I want to be alone.
Today, at work, it was brought to my attention that I “hold back,” that I don’t jump in and add to conversations. This has been a recurring theme all my life. As a tot, I got in trouble for not wanting to say goodbye to creepy friends of my parents. On a kindergarten report card, Miss Nancy commented that “Amy needs to share more of Amy with the rest of the class.” In high school, I was called to the guidance counselor’s office for “being withdrawn” in my classes.
I have always been a quiet person. Being an artist, I am extremely visual, so words often fail me. More accurately, I have a hard time verbally expressing myself and besides, I can tell when people don’t get it or don’t give a shit and it makes me falter, because why continue past that point?
I prefer to observe and listen. You learn a lot that way. I’ve learned that I dislike most people. That causes me to have even less to say, because chances are, no one will enjoy it. Normally, when I refrain, it’s because I have a stake to protect: employment, education, quality of living, et al. I’ve always gotten flack for just wanting to be left alone.

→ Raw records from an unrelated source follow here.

Issue #368, opened 2022-05-11
predict_class and predict_probabilities


soxofaan:
@JeroenVerstraelen is working on an implementation of CatBoost base ML in the VITO backend and while discussing details a couple of things came up:

- the `predict_catboost`  process would be practically identical to `predict_random_forest`, except for some textual differences in title and descriptions. Turns out that it is not really necessary to define a dedicated `predict_` process for each kind of machine learning model: all the model details are embedded in the `ml-model` object and you could just use a single `predict(data: array, model: ml-model)` for all kinds of ML models.
- for some use cases we want to predict the probability of each class instead of a single class prediction. We first considered adding a parameter to toggle between class output or probabilities output, but that would mean that the output type would change: scalar for class prediction and array for probability prediction. Moreover, the former has to be used in `reduce_dimension` and the other in `apply_dimension`. It felt error prone and confusing to let these two different patterns depend on a rather inconspicuous boolean parameter. It might be better to have a separate processes for class prediction and probabilities prediction

So with this background, the proposal is to introduce two generic ml prediction processes: 
- `predict_class(data: array, model: ml-model) -> number` 
- `predict_probabilities(data: array, model: ml-model) -> array`

m-mohr:
Sounds reasonable. What do others think? @clausmichele @LukeWeidenwalker

LukeWeidenwalker:
Some thoughts:
- `predict_class()` is conceptually just an `argmax` over the probabilities, so `predict_probabilities()` + something extra. Would it make sense to introduce an `argmax` process instead? I don't think it's asking too much of users to understand that for classification you need probabilities for each class. 
- This process only makes sense for classification models. sklearn has this taxonomy for [models](https://scikit-learn.org/stable/modules/classes.html)  (see Base classes -> `Regressor`, `Classifier`, `Cluster`, etc.). If we want to know exactly what the output from an inference process will be (scalar? array of probabilities? array of indices (in the case of clustering)?), we need to know what kind of model we're dealing with. Curious what others think, but I'd be reluctant to go down a path where openeo attempts to replicate significant pieces of sklearn.
- Without replicating/exposing large parts of already existing ML libraries (e.g. sklearn, pytorch/tensorflow, catboost), can openeo enable users to train quality models? E.g. what about model evaluation? Training data selection? Hyperparameter tuning? None of my usual ecosystem is available, so tbh I'd have a hard time building models whose performance I'm actually confident in.
[...]

PR #396, opened 2022-11-28
Generalize predict processes for ML models

m-mohr:
As discussed in #368, a first draft to generalize the former random forest specific ML processes for predictions into one process for simple class predictions and another process for class probabilities. Please check carefully, I don't have an ML background ;-)

### DIFF
--- a/proposals/predict_ml_model.json
+++ b/proposals/predict_ml_model.json
@@ -1,0 +1,42 @@
+{
+    "id": "predict_ml_model",
+    "summary": "Predict values values using a ML model",
+    "description": "Applies a machine learning model to an array and predicts a value/class for it.",
+    "categories": [
+        "machine learning",
+        "reducer"
+    ],
+    "experimental": true,
+    "parameters": [
+        {
+            "name": "data",
+            "description": "An array of numbers.",
+            "schema": {
+                "type": "array",
+                "items": {
+                    "type": [
+                        "number",
+                        "null"
+                    ]
+                }
+            }
+        },
+        {
+            "name": "model",
+            "description": "A ML model that can be trained with one of the ML processes such as ``fit_class_random_forest()``.",
+            "schema": {
+                "type": "object",
+                "subtype": "ml-model"
+            }
+        }
+    ],
+    "returns": {
+        "description": "The predicted value. Returns `null` if any of the given values in the array is a no-data value.",
+        "schema": {
+            "type": [
+                "number",
+                "null"
+            ]
+        }
+    }
+}
--- a/proposals/predict_ml_model_probabilities.json
+++ b/proposals/predict_ml_model_probabilities.json
@@ -1,7 +1,7 @@
 {
-    "id": "predict_random_forest",
-    "summary": "Predict values based on a Random Forest model",
-    "description": "Applies a Random Forest machine learning model to an array and predict a value for it.",
+    "id": "predict_ml_model_probabilities",
+    "summary": "Predict class probabilities using a ML model",
+    "description": "Applies a machine learning model to an array and predicts (class) probabilities for them.",
     "categories": [
         "machine learning",
         "reducer"
@@ -23,7 +23,7 @@
         },
         {
             "name": "model",
-            "description": "A model object that can be trained with the processes ``fit_regr_random_forest()`` (regression) and ``fit_class_random_forest()`` (classification).",
+            "description": "A ML model that can be trained with one of the ML processes such as ``fit_regr_random_forest()``.",
             "schema": {
                 "type": "object",
                 "subtype": "ml-model"
@@ -31,12 +31,15 @@
         }
     ],
     "returns": {
-        "description": "The predicted value. Returns `null` if any of the given values in the array is a no-data value.",
+        "description": "The predicted (class) probabilities. Returns `null` if any of the given values in the array is a no-data value.",
         "schema": {
-            "type": [
-                "number",
-                "null"
-            ]
+            "type": "array",
+            "items": {
+                "type": [
+                    "number",
+                    "null"
+                ]
+            }
         }
     }
 }
--- a/CHANGELOG.md
+++ b/CHANGELOG.md
@@ -13,7 +13,8 @@ and this project adheres to [Semantic Versioning](https://semver.org/spec/v2.0.0
     - `fit_regr_random_forest`
     - `flatten_dimensions`
     - `load_ml_model`
-    - `predict_random_forest`
+    - `predict_ml_model`
+    - `predict_ml_model_probabilities`
     - `save_ml_model`
     - `unflatten_dimension`
     - `vector_buffer`
--- a/proposals/load_ml_model.json
+++ b/proposals/load_ml_model.json
@@ -36,7 +36,7 @@
         }
     ],
     "returns": {
-        "description": "A machine learning model to be used with machine learning processes such as ``predict_random_forest()``.",
+        "description": "A machine learning model to be used with machine learning processes such as ``predict_ml_model()`` or ``predict_ml_model_probabilities()``.",
         "schema": {
             "type": "object",
             "subtype": "ml-model"
--- a/proposals/predict_curve.json
+++ b/proposals/predict_curve.json
@@ -1,6 +1,6 @@
 {
     "id": "predict_curve",
-    "summary": "Predict values",
+    "summary": "Predict values using a model function",
     "description": "Predict values using a model function and pre-computed parameters. The process is primarily intended to compute values for new labels, but it can also fill gaps where existing labels contain no-data (`null`) values.",
     "categories": [
         "cubes",


proposals/predict_ml_model.json
```diff
@@ -1,7 +1,7 @@
 {
-    "id": "predict_random_forest",
-    "summary": "Predict values based on a Random Forest model",
-    "description": "Applies a Random Forest machine learning model to an array and predict a value for it.",
+    "id": "predict_ml_model",
```
soxofaan, line 2: `predict_ml_model` looks a bit weird to me, it reads like you will be predicting the model (which is a confusing statement), instead of letting the model predict classes.

Something like `predict_class`, `ml_model_predict` or even `ml_predict` would feel better.

Note that we for the array, text, date related processes, we also use a prefix based naming (`array_append`, `array_apply`, `date_shift`) instead of a postfix based naming.

proposals/predict_ml_model.json
```diff
@@ -1,7 +1,7 @@
...
+    "summary": "Predict values values using a ML model",
```
soxofaan, line 3:
```suggestion
    "summary": "Predict classification or regression values using a ML model",
```

proposals/predict_ml_model.json
```diff
@@ -1,7 +1,7 @@
...
+    "description": "Applies a machine learning model to an array and predicts a value/class for it.",
```
soxofaan, line 4:
```suggestion
    "description": "Applies a machine learning model to an array of input features and predicts an output value or class for it.",
```

proposals/predict_ml_model.json
```diff
@@ -23,7 +23,7 @@
         },
         {
             "name": "model",
-            "description": "A model object that can be trained with the processes ``fit_regr_random_forest()`` (regression) and ``fit_class_random_forest()`` (classification).",
+            "description": "A ML model that can be trained with one of the ML processes such as ``fit_class_random_forest()``.",
```
soxofaan, line 26:
```suggestion
            "description": "A ML model that was trained with one of the ML training processes such as ``fit_class_random_forest()``.",
```

proposals/predict_ml_model_probabilities.json
```diff
@@ -0,0 +1,45 @@
+{
+    "id": "predict_ml_model_probabilities",
```
soxofaan, line 2: Like above, this process name looks a bit weird to me.
I'd prefer something like `predict_probabilities`, `ml_model_predict_probabilities` or `ml_predict_probabilities`

proposals/predict_ml_model_probabilities.json
```diff
@@ -0,0 +1,45 @@
...
+    "summary": "Predict class probabilities using a ML model",
+    "description": "Applies a machine learning model to an array and predicts (class) probabilities for them.",
```
soxofaan, line 4:
```suggestion
    "description": "Applies a machine learning model to an array of input features and predicts the probabilities of the output classes.",
```

proposals/predict_ml_model_probabilities.json
```diff
@@ -0,0 +1,45 @@
...
+    "categories": [
+        "machine learning",
+        "reducer"
+    ],
+    "experimental": true,
+    "parameters": [
+        {
+            "name": "data",
+            "description": "An array of numbers.",
```
soxofaan, line 13:
```suggestion
            "description": "An array of input features.",
```

proposals/predict_ml_model_probabilities.json
```diff
@@ -0,0 +1,45 @@
...
+                    "type": [
+                        "number",
+                        "null"
+                    ]
+                }
+            }
+        },
+        {
+            "name": "model",
+            "description": "A ML model that can be trained with one of the ML processes such as ``fit_regr_random_forest()``.",
```
soxofaan, line 26:
```suggestion
            "description": "A ML model that was trained with one of the ML training processes such as ``fit_regr_random_forest()``.",
```

proposals/predict_ml_model_probabilities.json
```diff
@@ -0,0 +1,45 @@
...
+            "schema": {
+                "type": "object",
+                "subtype": "ml-model"
+            }
+        }
+    ],
+    "returns": {
+        "description": "The predicted (class) probabilities. Returns `null` if any of the given values in the array is a no-data value.",
```
soxofaan, line 34:
```suggestion
        "description": "The predicted class probabilities. Returns `null` if any of the given values in the array is a no-data value.",
```

I'm not sure about the `Returns null if any ...`:  that depends on the capability of the ML model to handle null/nodata I think

soxofaan (commented):
A couple of notes and suggestions.
However I'm not a big ML expert either, so it would be good to collect some more input from other reviewers that do ML on a daily basis

soxofaan:
Another side note (not necessarily to tackle in this PR): 
Ultimately, I think, `predict_curve` becomes obsolete in favor of what is currently named `predict_ml_model` (considering that  `fit_curve` basically returns just another ML model)

proposals/predict_ml_model.json
m-mohr: My aim was to align with `predict_curve` so that in docs they would be listed side by side. Unfortunately, we are not very consistent with prefixes/suffixes (array_apply / date_shift / load_collection / save_result)...

Is there any other case where predict_class / predict_probabilities could become useful without ML?

proposals/predict_ml_model.json
m-mohr: Are there any other options that could occur in the future? (Also the summary is too long, we aim for 60 chars in the test suite.)

proposals/predict_ml_model.json
soxofaan: The thing with the name `predict_class`  is that that process would not only work for ML classification, but also ML regression, so ideally, the term `class` should be avoided. Unless there is a good reason to have separate inference/predict processes for ML classification and ML regression, but as far as I know that's not the case.


> Is there any other case where predict_class / predict_probabilities could become useful without ML? That was the main reason I added ml_model in the first place...

To me, "predict" implies "machine learning", so having both "ml" and "predict" in the name is slightly redundant.
However, it might be better for discoverability and self-documenting reasons to keep that bit of redundancy.

proposals/predict_ml_model.json
soxofaan: I'd think anything outside of classification/regression is too exotic to be worried about now.

shorter text (if dropping the main verb is ok): "Classification or regression using a ML model"

proposals/predict_ml_model_probabilities.json
LukeWeidenwalker: This is actually tricky - some thoughts:
- E.g. in deep learning if I've anticipated missing data, I could have used `torch.nan_to_num` to replace nan with a carefully chosen value in both training and inference. If I then export that model with e.g. ONNX, that transformation will be baked in and my model will know how to deal with missing data. I'm not sure how every other frameworks handles this (e.g. sklearn or xgboost) - but it's super important that this value is the same during inference as it was during training!
- If the model handles nans, and the `predict_ml_model` process just ignores nan-values and lets it through, then I get the correct behaviour. 
- However, if it fails on nan-values, then the only way the user can fix this is to replace nan-values with the correct value in an extra openeo process before. To do that I need to know what that value was during training - this might not be easily available!
- If the model doesn't handle nans (either they didn't add nan-handling to inference code, or just didn't train on samples with nans at all, etc.), then what would happen really depends on the framework. It might just crash, or it might run through, with the nan values subtly impacting the predictions. 
- some options I can think of:
	- Make this a parameter of the process (`fail_on_nan` or similar), fail by default and allow overriding if the user knows that their model can handle nans out of the box or is willing to throw the dice.
	- Add information about what to replace nan values with to the `ml-model` STAC extension and use that if available

I think as a user my preference would be for this process to assume that the model has already been constructed to handle nans correctly in both training and inference and therefore doesn't try to interfere.

soxofaan: If I understand correctly, you agree that it would be better to drop 
> Returns `null` if any of the given values in the array is a no-data value.

from the general description of `predict_..._probabilities` ?

LukeWeidenwalker: > If I understand correctly, you agree that it would be better to drop
> 
> > Returns `null` if any of the given values in the array is a no-data value.
> 
> from the general description of `predict_..._probabilities` ?

Yeah, exactly!

proposals/predict_ml_model_probabilities.json
m-mohr: Thinking about the recent discussion (prefix is based on the primary input), it should probably be `ml_predict_probabilities` (or `ml_model_predict_probabilities` which is rather lon)

m-mohr:
Potentially interesting for "bring your own model": https://onnx.ai/

m-mohr:
We continue in #441 - We still need to bring some of the comments over.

It’s just me, that’s how I am. I live in the Redneck Republic of Texas. I’m a flaming liberal where EVERYONE approaches under the assumption that you naturally share their beliefs. More often than not, I don’t. My head nearly ruptured during the last two elections. At my last job, the group went out to lunch, and our manager asked each of us how we spent Easter Sunday. EVERYONE had gone to church, until she got to me. >:)
I think it’s inappropriate to even ask, because I assure you they DON’T want to know what I think about their god and what they do in his name, the so-called “sins” they commit freely every day, smugly knowing they can merely ask forgiveness and be absolved. I also loathe being judged, so unless asked, I refrain from saying anything on the topic.
On a secular side-note: This article is interesting - not that I consider myself an atheist. It would be upsetting to consider humans as the pinnacle of sentient life in the universe. In relation to yesterday’s post, I have my own abstract theories that comfort me. Mind you, I inflict this upon no one.
Back to the reason for this post, I work to live, not live to work. I do it so that I can afford the home that I savor and the education that I love the shit out of (but don’t have time to savor or even fully explore). Not to mention my own creative endeavors, I seldom have time for them. All work and no play makes Amy a dull girl.